Cross-border cooperation in Europe critical to achieving sustainable change Silvia Bernardo December 16, 2022

Cross-border cooperation in Europe critical to achieving sustainable change

Recognising how partnerships and cooperation are paramount across Europe, the EEA and Norway Grants gathered more than one hundred participants in a Thematic Seminar. The HOPE project could not have failed to participate in the gathering, illustrating the suitability of a holistic approach while focusing on region-specific needs and challenges.

European societies can only benefit from integrated and transnational cooperative approaches, especially at a time when they are experiencing some of their greatest challenges. 

Hence, the Iceland, Lichtenstein and Norway Grants (EEA and Norway Grants) brought together the stakeholders of their regional funded projects in an annual event to discuss cooperation and youth development.

These topics were emphasised in the EEA and Norway Grants 4th Regional Funds Annual Thematic Seminar and representatives of the HOPE project participated in the gathering. 

Ambitious projects are key to regional and societal progress in Europe


Several presentations in the scope of the Seminar highlighted how Europe-funded projects are key to achieving healthier and more balanced societies, as current challenges are shared by different countries across the continent.

Nora Mehsen, Sector Officer for the Grants, delivered the Seminar’s keynote speech in which she highlighted how the response to the current pressing needs and challenges must be re-invented through a kind of work that cannot be confined to national borders or governmental bodies. She especially underlined the needs and challenges brought about by the COVID-19 pandemic and the Ukrainian crisis.

Such was especially reiterated for the security and inclusion fields, in which challenges are commonly shared, calling for a consorted action between different sectors and levels. Cooperation alone cannot be a tool for change, as best practices and interventions need to be tailored.

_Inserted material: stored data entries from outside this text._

PR #2881, opened 2025-03-12
Fix: errors with asan and tsan

WhoBrokeTheBuild:
Update `strtok` to `strtok_r` in `ReplaceAliasTrees` to prevent issues when multithreading. The internal `saveptr` was being clobbered, so this moves it into the function, and therefore safely in the thread.
Reorder the `io_disconnect` function for the thread backend. The cleanup of the last request/response messages were being interrupted by the `pthread_cancel`, which is fixed by moving the `pipe_close` calls above it, matching the windows implementation.


heidthecamp (approved):
Nice catch with the close_pipe

mwinkel-dev (approved):
Spotting that strtok() is not thread safe and switching to reentrant strtok_r() is excellent.   As is moving the close_pipe() statements.

PR #2886, opened 2025-03-18
Feature: Add arm64 arch to the build system

santorofer:
Replaces #2885 

Instead of adding a new block to the $host switch statement, this just extends the x86/x86_64 section. This is a good enough solution given that cmake is coming soon.

This does not package LabView for arm64.


deploy/os/ubuntu24-arm64.opts
```diff
@@ -0,0 +1 @@
+--platform=debian --dockerimage=mdsplus/builder:ubuntu-24.04-arm64 --distname=Ubuntu24 --arch=arm64 --disable-labview
```
WhoBrokeTheBuild: Just a note, this is also using the CMake docker image for Ubuntu 24.04 arm64

heidthecamp:
Is this in the cmake branch already? If so we may want to just wait for cmake to merge this since our build system will be largely overhauled.

heidthecamp:
This is blocked by jenkins. arch64 does not build on builder 2 currently and we cannot add our Orin builder to the current jenkins config. This feature will roll out with cmake.

Issue #2887, opened 2025-03-20
The remote_submit_helper.fun file needs to be updated to allow zero connection id


mwinkel-dev:
**Affiliation**
MIT PSFC

**Version(s) Affected**
MDSplus version: 7.142.80
  Release:  alpha_release-7-142-80
  Date:     Mon May 20 22:56:09 UTC 2024

**Platform(s)**
Ubuntu18

**Installation Method(s)**
From the *.deb packages

**Describe the bug**
PR #2288 changed the `INVALID_CONNECTION_ID` to `-1` (it used to be `0`).   This means that `0` can now be returned as a valid connection ID.   Unfortunately, the `remote_submit_helper.fun` was not updated to reflect the PR #2288 change, and thus it got stuck in a loop that caused the `mdsip_submit` log file to grow to 128 GB and fill the disk volume.

**To Reproduce**
1. Either reboot the server or restart the mdsip service on port 8000.   This ensures that there are no prior mdsip connections and that the connection table is empty.
2. Run a shot that will "submit" a task to the server.   It will be assigned connection ID = 0, which will be returned by the `remote_submit_queues.fun` to `remote_submit_helper.fun`.
3. Do a `tail -f mdsip_submit` to monitor the associated log file.   It will have an endless stream of `Trying <server>` messages.
4. Inspect the `remote_submit_helper.fun` file and note that it has a `while (_stat == 0)` loop.   The intent of the loop is to repeat until a "valid" connection ID is obtained.   However because of PR 2288, the loop should actually be `while (_stat == -1)`.

**Expected behavior**
Running a shot doesn't cause a log file to fill the disk.

**Screenshots**
n/a

**Additional context**
Regarding PR #2258, refer to these files to see the change.
- `mdstcpip/mdsipshr/Connections.c` has an `AddConnection()` function that used to declare `static int id = 0` prior to the PR.   However, that statement changes to `static int id = INVALID_CONNNECTION_ID` with the PR.
- `mdstcpip/mdsip_connections.h` defines `INVALID_CONNECTION_ID` to be `-1`

mwinkel-dev:
This fix is needed for General Atomics, thus is "US Priority".

mwinkel-dev:
These additional changes would be useful.
- Have the loop terminate after T seconds or N loops.   Perhaps 300 seconds (5 minutes) or 10,000 iterations would be good values.
[...]

PR #2889, opened 2025-03-20
Fix: remote_submit_helper.fun now accepts zero id and has a timeout

mwinkel-dev:
Fixes Issue #2887.

PR #2288 redefined `INVALID_CONNECTION_ID` to be `-1`, which means that `0` is a valid connection id.   Changed `remote_submit_helper.fun` accordingly.

Also added a timeout to the loop, so that it doesn't run forever and fill up the disk with a 128 GB log file.

The timeout value is 300 seconds (5 minutes) which is likely too generous.   (Experiments on a M2 MacBook Pro show that the loop executes ~100K iterations in ~5 seconds.)

Did not rename the `_stat` variable because the `return(_stat)` statement also can be the status value of the `mdsvalue()` statement at the bottom of the file.

### DIFF
--- a/tdi/remote/MdsConnect.fun
+++ b/tdi/remote/MdsConnect.fun
@@ -13,6 +13,7 @@ call:	_host  = Host name eg elpp1.epfl.ch or elpp1.epfl.ch:9000
       write(*,"Host taken from MDS_HOST ["//_host//"]");
    }
    _status = TdiShrExt->rMdsConnect(ref(_host//char(0)));
-   if (present(_abort) && _status == 0) abort();
+   _invalid_id = -1
+   if (present(_abort) && _status == _invalid_id) abort();
    return(_status);
 }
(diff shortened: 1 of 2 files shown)


mwinkel-dev:
Consider cross-version compatibility when reviewing this PR.

Some sites might have this configuration:
- archive server running old version of MDSplus that has `0` as the invalid shot id
- client computers running new version of MDSplus that has `-1` as the invalid shot id

However, the switch to `-1` happened on 19-May-2021, thus sites with the above configuration would have hit various issues associated with the change in definition of `INVALID_CONNECTION_ID` by now, so perhaps have already upgraded their archive servers to a new version of MDSplus.


ADDENDUM:   The opposite scenario should also be considered, namely archive server running new MDSplus and client computers running older MDSplus.   This is the configuration at one site that months ago reported API problems associated with the change in definition of `INVALID_CONNECTION_ID`.

WhoBrokeTheBuild (dismissed):

mwinkel-dev:
Retest this please

WhoBrokeTheBuild (approved):

PR #2892, opened 2025-03-27
Fix: LibCallg() now has similar edits to LibCallgFfi()

mwinkel-dev:
The original `LibCallg()` function has been updated with the same improvements that the reviewer requested on the new `LibCallgFfi()` function (which was added on PR #2877).

### DIFF
--- a/mdsshr/librtl.c
+++ b/mdsshr/librtl.c
@@ -168,9 +168,17 @@ EXPORT char *Now32(char *const buf)
 ///
 EXPORT void *LibCallg(void **const a, void *(*const routine)())
 {
-  if (!routine)
-    abort(); // intercept definite stack corruption
-  switch (*(int *)a & 0xff)
+  assert(routine);  // in DEBUG mode checks for stack corruption
+
+  // The "a" parameter is the arglist for the "routine" and contains the following:
+  // arglist[0]        = N (total number of args excluding first and last elements of vector)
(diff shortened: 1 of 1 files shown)


joshStillerman (commented):
I know that we have discussed this previously and there was some disagreement.  I do not think that the assert necessarily makes the check at run-time.  What I read about them is that they do this 'if enabled'.  They are more for assertions about things the programmer has control over.  So I would at a minimum also check routine for non zero, and I am not sure about having the assert.

heidthecamp (dismissed):
I like the convert from abort to assert. 

Adding the variable also makes this easier to read.

joshStillerman:
google says:
```
No, assert code does not always execute; its execution depends on the programming language and its configuration, often being disabled in production or optimized builds. 
```

WhoBrokeTheBuild (changes requested):
The assert should be changed back to an abort, or perhaps an `exit(1)`.

mwinkel-dev:
In light of the above, then the new `LibCallgFfi()` also has to be fixed.

mwinkel-dev:
Used `abort()` instead of `exit(1)` simply because the original `LibCallg()` routine used `abort()`.

With this PR, `abort()` will be used with both `LibCallg()` and the new `LibCallgFfi()`.

WhoBrokeTheBuild (approved):

PR #140, opened 2020-01-21
(fix) Do not reset answers when there are none

mec:
We saw Rollbar errors from visits to `questions/start` with the
`keep_address` param set to `true` when there was not session with
answers to reset.

https://rollbar.com/dxw/Hackney-Repairs/items/77/occurrences/90813887448/


mec:
At over a year old, it feels like this will never get a review so I am closing it.

Issue #70, opened 2024-10-30
Support argocd tracking via annotations or labels


a-hilaly:
Add support for ArgoCD resource tracking using annotations or labels as described in the ArgoCD documentation:
https://argo-cd.readthedocs.io/en/latest/user-guide/resource_tracking/#resource-tracking

BerndFarkaDyna:
@a-hilaly : I'd like stand up for trying to implement this feature (as discussed on slack)

denzhel:
This will be an awesome feature !

BerndFarkaDyna:
PR has been submitted #366  now I'm happily waiting for feedback

Executioner1939:
Just hit this issue today while trying to use Kro with ArgoCD, won't be able to use Kro until this is merged. @BerndFarkaDyna thank you for submitting one! Glad the community is actively working on this.

a-hilaly:
Closing in favor of https://github.com/kubernetes-sigs/kro/pull/651
/close

PR #366, opened 2025-03-09
#70 Support ArgoCD Resource tracking

BerndFarkaDyna:
This PR enables Tracking of child resources of a Kro created Resource (#70)

* Implemented propagation of app.kubernetes.io/appinstance label
* implemented propagation of OnwerReferences 

This PR supports the Resources Tracking of ArgoCD via Labels and Annoations

### DIFF
--- a/config/crd/bases/kro.run_resourcegraphdefinitions.yaml
+++ b/config/crd/bases/kro.run_resourcegraphdefinitions.yaml
@@ -167,7 +167,7 @@ spec:
                       format: date-time
                       type: string
                     message:
-                      description: A human readable message indicating details about
+                      description: A human-readable message indicating details about
                         the transition.
                       type: string
                     observedGeneration:
--- a/helm/crds/kro.run_resourcegraphdefinitions.yaml
+++ b/helm/crds/kro.run_resourcegraphdefinitions.yaml
@@ -167,7 +167,7 @@ spec:
                       format: date-time
                       type: string
                     message:
-                      description: A human readable message indicating details about
+                      description: A human-readable message indicating details about
                         the transition.
                       type: string
                     observedGeneration:
--- a/pkg/controller/instance/controller.go
+++ b/pkg/controller/instance/controller.go
@@ -159,6 +159,12 @@ func (c *Controller) Reconcile(ctx context.Context, req ctrl.Request) error {
 		reconcileConfig:             c.reconcileConfig,
 		// Fresh instance state at each reconciliation loop.
 		state: newInstanceState(),
+		OwnerReference: metav1.OwnerReference{
+			APIVersion: instance.GetAPIVersion(),
+			Kind:       instance.GetKind(),
+			Name:       instance.GetName(),
+			UID:        instance.GetUID(),
+		},
 	}
 	return instanceGraphReconciler.reconcile(ctx)
 }
--- a/pkg/controller/instance/controller_reconcile.go
+++ b/pkg/controller/instance/controller_reconcile.go
@@ -55,6 +55,8 @@ type instanceGraphReconciler struct {
 	reconcileConfig ReconcileConfig
 	// state holds the current state of the instance and its sub-resources.
 	state *InstanceState
+	// owner reference to the owning ResourceGraph Instance
+	OwnerReference metav1.OwnerReference
 }
 
 // reconcile performs the reconciliation of the instance and its sub-resources.
@@ -211,6 +213,11 @@ func (igr *instanceGraphReconciler) getResourceClient(resourceID string) dynamic
 	return igr.client.Resource(gvr)
 }
 
+func applyValues(resource *unstructured.Unstructured, labeler metadata.Labeler, owner metav1.OwnerReference) {
+	labeler.ApplyLabels(resource)
+	resource.SetOwnerReferences([]metav1.OwnerReference{owner})
+}
+
 // handleResourceCreation manages the creation of a new resource
 func (igr *instanceGraphReconciler) handleResourceCreation(
 	ctx context.Context,
@@ -222,7 +229,8 @@ func (igr *instanceGraphReconciler) handleResourceCreation(
 	igr.log.V(1).Info("Creating new resource", "resourceID", resourceID)
 
 	// Apply labels and create resource
-	igr.instanceSubResourcesLabeler.ApplyLabels(resource)
+	applyValues(resource, igr.instanceSubResourcesLabeler, igr.OwnerReference)
+
 	if _, err := rc.Create(ctx, resource, metav1.CreateOptions{}); err != nil {
 		resourceState.State = "ERROR"
 		resourceState.Err = fmt.Errorf("failed to create resource: %w", err)
@@ -267,7 +275,7 @@ func (igr *instanceGraphReconciler) updateResource(
 		"resourceID", resourceID,
 		"delta", differences,
 	)
-	igr.instanceSubResourcesLabeler.ApplyLabels(desired)
+	applyValues(desired, igr.instanceSubResourcesLabeler, igr.OwnerReference)
 
 	// Apply changes to the resource
 	// TODO: Handle annotations
@@ -418,7 +426,7 @@ func (igr *instanceGraphReconciler) setManaged(ctx context.Context, obj *unstruc
 		return nil, fmt.Errorf("failed to set finalizer: %w", err)
 	}
 
-	igr.instanceLabeler.ApplyLabels(copy)
+	applyValues(copy, igr.instanceSubResourcesLabeler, igr.OwnerReference)
 
 	updated, err := igr.client.Resource(igr.gvr).
 		Namespace(obj.GetNamespace()).
--- a/pkg/metadata/labels.go
+++ b/pkg/metadata/labels.go
@@ -24,6 +24,7 @@ import (
 const (
 	// LabelKROPrefix is the label key prefix used to identify KRO owned resources.
 	LabelKROPrefix = v1alpha1.KRODomainName + "/"
+	K8sAppPrefix   = "app.kubernetes.io/"
 )
 
 const (
@@ -40,6 +41,8 @@ const (
 	ResourceGraphDefinitionNameLabel      = LabelKROPrefix + "resource-graph-definition-name"
 	ResourceGraphDefinitionNamespaceLabel = LabelKROPrefix + "resource-graph-definition-namespace"
 	ResourceGraphDefinitionVersionLabel   = LabelKROPrefix + "resource-graph-definition-version"
+
+	K8sAppInstanceLabel = K8sAppPrefix + "instance"
 )
 
 // IsKROOwned returns true if the resource is owned by KRO.
@@ -119,16 +122,25 @@ func NewResourceGraphDefinitionLabeler(rgMeta metav1.Object) GenericLabeler {
 	}
 }
 
-// NewInstanceLabeler returns a new labeler that sets the InstanceLabel and
+// NewInstanceLabeler returns a new labeler that sets the K8sComponentId, InstanceLabel and
 // InstanceIDLabel labels on a resource. The InstanceLabel is the namespace
 // and name of the instance that was reconciled to create the resource.
+// The K8s Component Id gets propagated from the given given and only set when
+// available on it.
 func NewInstanceLabeler(instanceMeta metav1.Object) GenericLabeler {
-	return map[string]string{
+	retVal := map[string]string{
 		InstanceIDLabel:        string(instanceMeta.GetUID()),
 		InstanceLabel:          instanceMeta.GetName(),
 		InstanceNamespaceLabel: instanceMeta.GetNamespace(),
 	}
+
+	appInstance, exists := instanceMeta.GetLabels()[K8sAppInstanceLabel]
+	if exists {
+		retVal[K8sAppInstanceLabel] = appInstance
+	}
+	return retVal
 }
+
 
 // NewKROMetaLabeler returns a new labeler that sets the OwnedLabel and
 // KROVersion labels on a resource.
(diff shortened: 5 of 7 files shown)


a-hilaly (commented):
Thank you @BerndFarkaDyna for this PR!I appreciate the thorough implementation with tests.

I have some concerns about using owner references for resource tracking:
1/ Garbage collection and cluster scope resources: When referencing cluster scoped resources, owner references become problematic. Since owner references don't contain namespace information for cluster scoped resources, this can trigger immediate garbage collection of these resources since the reference points to non existing resourcse
2/ multi namespace orchestration: kro supports cross namespace orchestration, which doesn't work well with owner references for similar reasons. Owner references struggle with resources that span multiple namespaces

I think kro needs to perform static analysis on the resource graph before deciding whether to use owner references. We should only apply them when:
- all resources in an RGD are namespace scoped
- all resources are in the same namespace as the instance
- no cross namespace references exist

perhaps we could use owner references conditionally based on graph analysis, with labels/annotations tracking as the fallback for more complex cases. Would you be open to refining the implementation with this approach?

or maybe we should aim for tracking via annotations/labels instead for all RGDs/resources? https://argo-cd.readthedocs.io/en/latest/user-guide/resource_tracking/

BerndFarkaDyna:
@a-hilaly: I think there is a misunderstanding in how ArgoCD is doing the Resource tracking:

The labels / annotations feature only applies to the "root resources" in the ArgoCD application. If someone deploys any ResourceGraphDefinition Instance, those Objects will get the Labels/Annotations by ArgoCD set.

If this meta-data gets propagated to the corresponding child objects of an RGD Instance ArgoCD will show them as orphans and won't be able to show the parent <-> relations between the RGD Instance and created child objects. 

An Example can be seen here where the RGD Instance is creating a service:

With OwnerReference:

Similarly, the Fund Director, Gian Luca Bombarda, emphasised how cooperation is key, however, how by itself, it will not solve all challenges and problems. In fact, and as Lars Børresen, Senior Adviser of the Norwegian Ministry of Foreign Affairs and Grethe Haugøy, a policy expert on lifelong learning, employment and inclusion stressed “we need tailored answers to achieve sustained change”. 

In this sense, understanding good practices was pinpointed as crucial, however, these must always be assessed as context-specific since their practical implementation must be adapted to fit local needs and challenges.

Meeting specific needs and challenges requires tailored responses


As several projects funded by the EEA and Norway Grants were presented throughout the Seminar, the need for a tailored approach to needs and challenges has been continually stressed. Integrated action must include the civil society and local community, listening closely to their needs and taking advantage of their strengths to achieve sustained interventions, impacts and changes. However, for such interventions to be fully comprehended, a solid evaluation base is required. Hence, evaluation was a critical suggestion in all the talks.

To close the event – which was held in a hybrid format out of Brussels on December 13th and 14th, 2022 – all speakers and participants agreed that cross-border and cross-regional initiatives are paramount to creating better, fairer, and safer European societies.

HOPE project in line with the approach and objectives advocated by the EEA Norway Grants


Representatives from the HOPE – Holistic Radicalisation Prevention Initiative – got improved insights from this event on how to better tailor the project results to achieve wide and sustained impact. 

The HOPE project is striving to create an active and dynamic learning Hub on radicalisation by developing a European network to support continuous knowledge sharing and cooperation among countries and professionals, especially focusing on the Balkan region. 

Staff from prison, probation and communitarian settings are now connected, aware and skilled on radicalisation and violent extremism prevention and intervention (P/CVE).

By developing tailor-made and adapted training courses on P/CVE, different professionals can learn from each other by being provided the right working tools, ensuring long-term sustainability of strategies, interventions, and outcomes. 

Therefore, only through concerted cooperation processes, following a multi-sectoral approach, linking different levels of professionals from different sectors, can P/CVE efforts be better developed, consequently having better practical results!